I grab the typewriter, leaving him to bring the suitcase in which their clothes are mingled.

“Let’s go,” I say, “before the soldiers get here.”

I walk out to the rickety verandah. There, before the house, the entire village seems to have congregated. Harry works his little garden as though nothing out of the ordinary were happening. He keeps his head down, ignoring the crowd, ignoring me. What an infinite capacity people have for overlooking what they do not want to be part of, even when it is going on outside their own house. Auguste appears behind me and a murmur goes up from the villagers. A woman in an electric-blue
pagne
with a design of golden telephones holds up a baby as though for Auguste’s blessing. As we descend the villagers throng round us, reaching out to touch Auguste’s face, his hair, his back. He puts down the case and they take hold of his hands. He stands among them like a prophet among the faithful, his eyes calm and vatic and kind. A girl with short hair and a necklace of small blue and white stones stands before him and smiles bashfully.

“Maybe she can be one of the secretaries in your Park Avenue office.”

He gives me a brief glance. There is an infuriating forgiveness in his gaze.

“Come on,” I say, bored with this, and irritated. “Tell the true believers your girlfriend’s waiting.”

Still he makes no move to hurry. What has he said, what has he done that these people should treat him this way? What has prompted this devotion? It is a long and slow leave-taking. The villagers press close as he gets into the car beside me. Hands come in the window for a last touch of their seer. I start the engine.

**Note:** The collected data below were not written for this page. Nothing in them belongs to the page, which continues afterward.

PR #9598, opened 2020-11-16
KAFKA-10701 : First line of detailed stats from consumer-perf-test.sh incorrect

lijubjohn:
Corrected the initialization of joinStart variable to fix the first line of the consumer performance stats. Since the joinStart was initialized with 0 , so when the first time onPartitionAssigned method is called it makes the joinTime as System.currentTimeMillis which inturn made the fetchTimeMs incorrect (-ve)

### DIFF
--- a/core/src/main/scala/kafka/tools/ConsumerPerformance.scala
+++ b/core/src/main/scala/kafka/tools/ConsumerPerformance.scala
@@ -106,7 +106,7 @@ object ConsumerPerformance extends LazyLogging {
     var messagesRead = 0L
     var lastBytesRead = 0L
     var lastMessagesRead = 0L
-    var joinStart = 0L
+    var joinStart = System.currentTimeMillis
     var joinTimeMsInSingleRound = 0L
 
     consumer.subscribe(topics.asJava, new ConsumerRebalanceListener {


mumrah (commented):
Thanks for the patch, @lijubjohn! Can you see how difficult it would be to add or modify a test to capture this fix?

lijubjohn:
@mumrah Thanks for reviewing the pr. 
The return type of the method which is modified is void and the purpose of the method is to print the performance stats to console , so there isn't any direct hook to test this method

quanuw:
Hi @lijubjohn, can you explain how having joinStart initialized to 0L led to a negative fetchTimeMs? I'm new to the project and not sure how having joinStart initialized as 0L could have been the problem.

mumrah (approved):
LGTM

mumrah:
@quanuw there are some statements that expect `joinStart` to be a timestamp in order to calculate durations. When it's zero, those durations become huge which leads to subsequent calculations being incorrect. 

You should be able to run the consumer perf test with `KAFKA_DEBUG=1` flag and attach a debugger from IntelliJ or Eclipse. This will allow more insight as to what's going on.

PR #9599, opened 2020-11-16
MINOR: Include connector name in error message

C0urante:
These log messages aren't triggered very frequently, but when they are it can indicate a serious problem with the connector, and it'd be nice to know exactly which connector is having that problem without having to dig through other log messages and try to correlate the stack trace here with existing connector configs.


rhauch (approved):
Looks useful. Thanks!

chia7712 (approved):
make sense to me. +1

chia7712:
@C0urante Thanks for your patch. Merge to trunk!

C0urante:
Thanks @chia7712!

PR #9601, opened 2020-11-16
 KAFKA-10729: Bump remaining RPC's to use tagged fields.

gardnervickers:
As a follow-up from [KIP-482](https://cwiki.apache.org/confluence/display/KAFKA/KIP-482%3A+The+Kafka+Protocol+should+Support+Optional+Tagged+Fields), this PR bumps the version for several
RPC's to enable tagged fields via the flexible versioning mechanism.

Additionally, a new IBP version `KAFKA_2_8_IV0` is introduced to
allow replication to take advantage of these new RPC versions for
OffsetForLeaderEpoch and ListOffset.


core/src/main/scala/kafka/api/ApiVersion.scala
```diff
@@ -424,6 +426,13 @@ case object KAFKA_2_7_IV2 extends DefaultApiVersion {
   val id: Int = 30
 }
 
+case object KAFKA_2_7_IV3 extends DefaultApiVersion {
```
ijuma: 2.7 has been branched. It should be 2.8, right?

gardnervickers: Thanks, that makes more sense.

gardnervickers:
I realize now that we have several requests which have not been converted to use the generated RPC's. It appears we need to do that to support tagged fields.

gardnervickers:
OffsetForLeaderEpoch and Produce are not yet generated RPCs, but will be once #9401 and #9547 are merged. I've removed the taggedFields bump for these RPC's. We can bump them once their respective PR's are merged.

dajac:
@gardnervickers https://github.com/apache/kafka/pull/9401 and https://github.com/apache/kafka/pull/9547 have been merged. You can bring them back in this PR if you like.

core/src/main/scala/kafka/api/ApiVersion.scala
```diff
@@ -108,7 +108,9 @@ object ApiVersion {
     // Bup Fetch protocol for Raft protocol (KIP-595)
     KAFKA_2_7_IV1,
     // Introduced AlterIsr (KIP-497)
-    KAFKA_2_7_IV2
+    KAFKA_2_7_IV2,
+    // Flexible versioning on ListOffsets
```
hachikuji: For what it's worth, `WriteTxnMarkers` and `OffsetsForLeaderEpoch` are also inter-broker APIs.

clients/src/test/java/org/apache/kafka/clients/NetworkClientTest.java
```diff
@@ -613,12 +613,12 @@ private void sendResponse(ResponseHeader respHeader, Struct response) {
         selector.completeReceive(new NetworkReceive(node.idString(), buffer));
     }
 
-    private void sendThrottledProduceResponse(int correlationId, int throttleMs) {
+    private void sendThrottledProduceResponse(int correlationId, int throttleMs, short version) {
```
gardnervickers, line 616: This is to fix `testThrottlingNotEnabledForConnectionToOlderBroker`. The test forces ApiVersionsResponse to version 5, but relied on the fact that nothing really changed between version 5 and version 8 for PRODUCE responses. With flex versions we need to ensure the response matches the ApiVersions response

clients/src/main/java/org/apache/kafka/common/requests/AlterReplicaLogDirsResponse.java
```diff
@@ -38,10 +38,6 @@
 
     private final AlterReplicaLogDirsResponseData data;
 
-    public AlterReplicaLogDirsResponse(Struct struct) {
```
gardnervickers, line 41: Having this override seemed a bit error prone, and was causing failures for the `NetworkClientTest`. I opted to remove it entirely in favor of forcing the caller to specify the response version.

core/src/test/scala/unit/kafka/server/ReplicaFetcherThreadTest.scala
```diff
@@ -437,8 +437,8 @@ class ReplicaFetcherThreadTest {
     thread.doWork()
     assertEquals(2, mockNetwork.epochFetchCount)
     assertEquals(1, mockNetwork.fetchCount)
-    assertEquals("OffsetsForLeaderEpochRequest version.",
-      3, mockNetwork.lastUsedOffsetForLeaderEpochVersion)
+    assertTrue("OffsetsForLeaderEpochRequest version.",
+      mockNetwork.lastUsedOffsetForLeaderEpochVersion >= 3)
```
gardnervickers, line 441: Admittedly I'm not sure why we check the version of the last `OffsetForLeaderEpoch` response is 3 here. I decided to widen the check a bit so this won't break for future versions.

clients/src/main/java/org/apache/kafka/common/requests/ProduceRequest.java
```diff
@@ -286,6 +286,7 @@ public static byte requiredMagicForVersion(short produceRequestVersion) {
             case 6:
             case 7:
             case 8:
+            case 9:
```
hachikuji: I wonder if we may as well make this the default case. Not sure we're getting much by forcing ourselves to update this logic after each bump. Maybe the range validation is still useful, but that could be done by using `oldestVersion` and `latestVersion`.

clients/src/main/java/org/apache/kafka/common/requests/WriteTxnMarkersRequest.java
```diff
@@ -105,8 +105,8 @@ public int hashCode() {
 
         public final WriteTxnMarkersRequestData data;
 
-        public Builder(final List<TxnMarkerEntry> markers) {
-            super(ApiKeys.WRITE_TXN_MARKERS);
+        public Builder(final List<TxnMarkerEntry> markers, short latestAllowedVersion) {
+            super(ApiKeys.WRITE_TXN_MARKERS, ApiKeys.WRITE_TXN_MARKERS.oldestVersion(), latestAllowedVersion);
```
hachikuji: I think this is probably ok, but it is a little inconsistent with how we handle the versions for other inter-broker RPCs. Since we rely on the IBP, we always set the version explicitly in the caller, which means there is exactly one allowable version for the builder to use. See for example `LeaderAndIsrRequest.Builder`.

core/src/test/scala/unit/kafka/server/EdgeCaseRequestTest.scala
```diff
@@ -84,19 +85,24 @@ class EdgeCaseRequestTest extends KafkaServerTestHarness {
...
+    // Check for flex versions, some tests here verify that an invalid apiKey is detected properly, so if -1 is used,
+    // assume the request is not using flex versions.
+    val flexVersion = if (apiKey >= 0) ApiKeys.forId(apiKey).requestHeaderVersion(apiVersion) >= 2 else false
     val size = {
       2 /* apiKey */ +
         2 /* version id */ +
         4 /* correlation id */ +
-        Type.NULLABLE_STRING.sizeOf(clientId) /* client id */
+        Type.NULLABLE_STRING.sizeOf(clientId)  /* client id */ +
+        (if (flexVersion) ByteUtils.sizeOfUnsignedVarint(0) else 0)
```
hachikuji: nit: maybe add a comment that this field is for the number of tagged fields?

hachikuji (approved):
LGTM. Thanks for the patch!

core/src/test/scala/unit/kafka/server/ReplicaFetcherThreadTest.scala
hachikuji: I think this was originally using `1` in order to ensure that we were using a version which included the epoch in the response. Since then it looks like it has been updated blindly every time we've bumped the protocol. I'm ok leaving this as is, but we could probably also get rid of it.

Issue #621, opened 2015-06-15
[Feature] Minimum seeders


d2dyno:
Hello,

Unless I'm blind, I cannot find a way to only allow torrents with x amount of seeders to be downloaded. If this is not already a feature, would it be possible to add it? I know just today, torrents with 1/0 seeders were being added instead of ones with 24/5 seeders. I was forced to manually correct this.

Anyways, let me know :)

markus101:
We don't plan to expose a configurable minimum, but do plan to make the selection within the same quality smarter, assuming these are the same quality.

vinchi007:
Please expose "min seed" option so that users can change it at will. There are so many older backlog series that have few seeds - current automatic select does not pick the highest seed count.

meffect:
i get lots of 0 seeder torrents

Kyrluckechuck:
Completely agreeing with this -- it's needed. There are far too many shows that keep getting put into my queue with 0-2 seeders where if it's more than 0, they usually flake out before I even have 1% of it done.. 

I keep needing to remove them manually and go find them since I can't know from the WebUI if it's a decently seeded file

meffect:
I think issue still cause what happens is my torrent client is behind blocklists. my pvr software may or may not be behind the same blocklists depending. so while the pvr software thinks it's being smart, it doesn't know that their may be 4 out of 5 seeds getting blocked from my blocklists. likewise, the person on the other end may be blocking me. i'm sure their's various other conditions that cause the tracker reported seeds to not be accurate. just adding a pov maybe not considered yet.

it would be nice to set a minimum so I can add my own educated buffer of seeds I think I wont be able to connect with. even nicer would be sonarr evaluating torrent state through acquisition process and making decisions.

donisewell:
Would love a configurable minimum. On private trackers I don't really need to worry about it having 0 seeders. All this is currently doing for me is making me "late" to torrents and cutting the amount of time I could have been seeding to others.

cmgraz:
Is there a reason that this isn't exposed?  Without it, I'm forced to go through and do quite a few things manually, especially for older seasons.

What if I'm looking at a show that has 1 seeder at 720p, but 30 seeders at 480p?  I'd prefer to take the lower quality than have something sit in Deluge and not actually download.

What's the negative recourse for exposing some sort of parameter that allows a user to select minimum # of seeders?

meffect:
any response from dev's?

wdaniel526:
[...]

PR #1763, opened 2017-03-15
Ability to set minimum seeders on a per indexer basis

markus101:
#### Database Migration
NO

#### Description
Adds a setting to torrent indexers to specify the minimum number of seeders on a per indexer basis. Currently this only adds the setting to RARBG, but could be added to others. Instead of a setting we could do this as a prop on the indexer itself (similar to enable search/name).

#### Todos
- The rest of the torrent indexers

* https://github.com/Sonarr/Sonarr/issues/621


src/NzbDrone.Core/DecisionEngine/Specifications/Search/TorrentSeedingSpecification.cs
```diff
@@ -25,10 +30,14 @@ public Decision IsSatisfiedBy(RemoteEpisode remoteEpisode, SearchCriteriaBase se
                 return Decision.Accept();
             }
 
-            if (torrentInfo.Seeders != null && torrentInfo.Seeders < 1)
+            var indexer = _indexerFactory.Get(torrentInfo.IndexerId);
+            var minimumSeedersProperty = indexer.Settings.GetType().GetSimpleProperties().SingleOrDefault(s => s.Name == "MinimumSeeders");
+            var minimumSeeders = minimumSeedersProperty == null ? 1 : (int)minimumSeedersProperty.GetValue(indexer.Settings, null);
```
markus101: I'm not very happy with this, if `MinimumSeeders` was a property on the indexer this could be avoided, but would be extraneous for Usenet indexers (though not really causing harm).

Taloth:
At least you should use an interface and cast, instead of reflection.

Adding a decision logic config option to specific indexers? That's something we've never done before.... 😲

So why not just add a global setting?
I know you want to avoid the inevitable "but I want to set it only for this indexer" support question, but we were already extremely reluctant to add min seeds, I see no need to add 5 separate config options that can be tweaked individually.

markus101:
Yeah, decision logic based on the specific indexer has never happened before.

I was torn on global vs per indexer and went per indexer to avoid the support questions, but also because you could want different rules for different indexers, like one user pointed out on a private tracker 0 seeds is fine to jump on something early, but for a public tracker you may want 10 or more (to deal with block lists, regardless of their helpfulness). I feel less reluctant to do it at the indexer level than the global level because it feels like a more complete option over a global option which is there just to stop the questions about why it isn't there.

LSL1337:
so what did you guys decide?

in my opinion a global filter is ok.

if somebody has private trackers, they want a 0 setting (maybe only for rss sync, but if i do a manual search, i can see the seeders anyway).
if somebody is not on private trackers, they want the current setting.
i'm not sure how big is the overlap between the two camps.

i'm sure there is some overlap (meaning guys with private access using public trackers), but as a first version, the global setting would be an improvement (if the per indexer setting is too much of a headache)

what's the current limit for torrent btw? i didn't even know there is a minimum? Is it just 1?
thanks

markus101:
I think if we think we may want a per indexer setting it makes sense to do it. Personally I'm still in favour of a per indexer setting, it's a bit more verbose, but it' more flexible and does eliminate the inevitable questions about it and the compromises that may need to be made.

> what's the current limit for torrent btw? i didn't even know there is a minimum? Is it just 1?

Yeah, it's a hardcoded minimum of 1.

src/NzbDrone.Core/Indexers/BitMeTv/BitMeTvSettings.cs
```diff
@@ -23,13 +23,14 @@ public BitMeTvSettingsValidator()
...
 
-    public class BitMeTvSettings : IProviderConfig
+    public class BitMeTvSettings : IProviderConfig, ITorrentIndexerSettings
     {
         private static readonly BitMeTvSettingsValidator Validator = new BitMeTvSettingsValidator();
 
         public BitMeTvSettings()
         {
             BaseUrl = "https://www.bitmetv.org";
+            MinimumSeeders = 1;
```
Taloth: Should we put this in a constant somewhere? coz it's repeated a dozen times.

src/NzbDrone.Core/Indexers/Torznab/TorznabSettings.cs
```diff
@@ -46,10 +47,18 @@ public TorznabSettingsValidator()
...
+    public class TorznabSettings : NewznabSettings, ITorrentIndexerSettings
     {
         private static readonly TorznabSettingsValidator Validator = new TorznabSettingsValidator();
 
+        public TorznabSettings()
+        {
+            MinimumSeeders = 1;
+        }
+
+        [FieldDefinition(5, Type = FieldType.Textbox, Label = "Minimum Seeders", HelpText = "Minimum number of seeders required.", Advanced = true)]
```
Taloth: I suggest we add a comment to NewznabSettings that Field 5 is in use, to avoid conflicts in the future.

francesco2013:
I totally agree this option is a must have. So many torrents start and then they die after a bit because the number of seeders is so little. It would be really helpful to have this ability and to set the minimum seeders number IMHO it should be at least 10.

“What did you tell them?” I ask maliciously as we pull away, “that their dead relatives would rise from the grave when Lumumba was back in power? That they’d find Belgian money growing in their fields?”

He gazes back at the villagers. They are waving farewell.

“The people thought you were
mundele ya mwinda,
” he says when we have left the shack and the village behind.

“What’s that?”

“It’s what the old people used to call the Belgians. The white man with a light.”

“Why did they call them that?”

“When the Belgians came to the villages, the men would hide in the forests. So the Belgians would round up the women and children as hostages and rape the girls and threaten to kill them all unless the men returned. When the men came back the Belgians took them away to work on the rubber plantations and the railways. They worked with steel rings around their necks with chains linking one to another. They were whipped and beaten. They had their hands cut off as punishment for not producing enough rubber or ivory. So the next time the Belgians came to the villages, all the people—whole clans and tribes—would flee into the forest to escape the mutilations and rapes. Then the Belgians sent the police into the forests at night with powerful flashlights and so the people called them
mundele ya mwinda
. White man with a light. Many people thought the whites were demons with magic lanterns.”

The rain has started. It beats down on the windshield and drums on the roof.

Auguste continues, “I was telling the people that the whites are not our enemies.”

“Do you really believe that?” I ask.

“There are many who are,” he replies, “but you are not one of them.”

“I’m neither a friend nor an enemy,” I say.

“If you are not a friend of the people, why are you helping?”

“It has nothing to do with sympathy for you or Lumumba or the MNC,” I reply bitterly.

“Inès says you are not really so detached.”

“That just proves you can live with someone for years and never really know them.”

“Perhaps you cannot see what your real motives are.”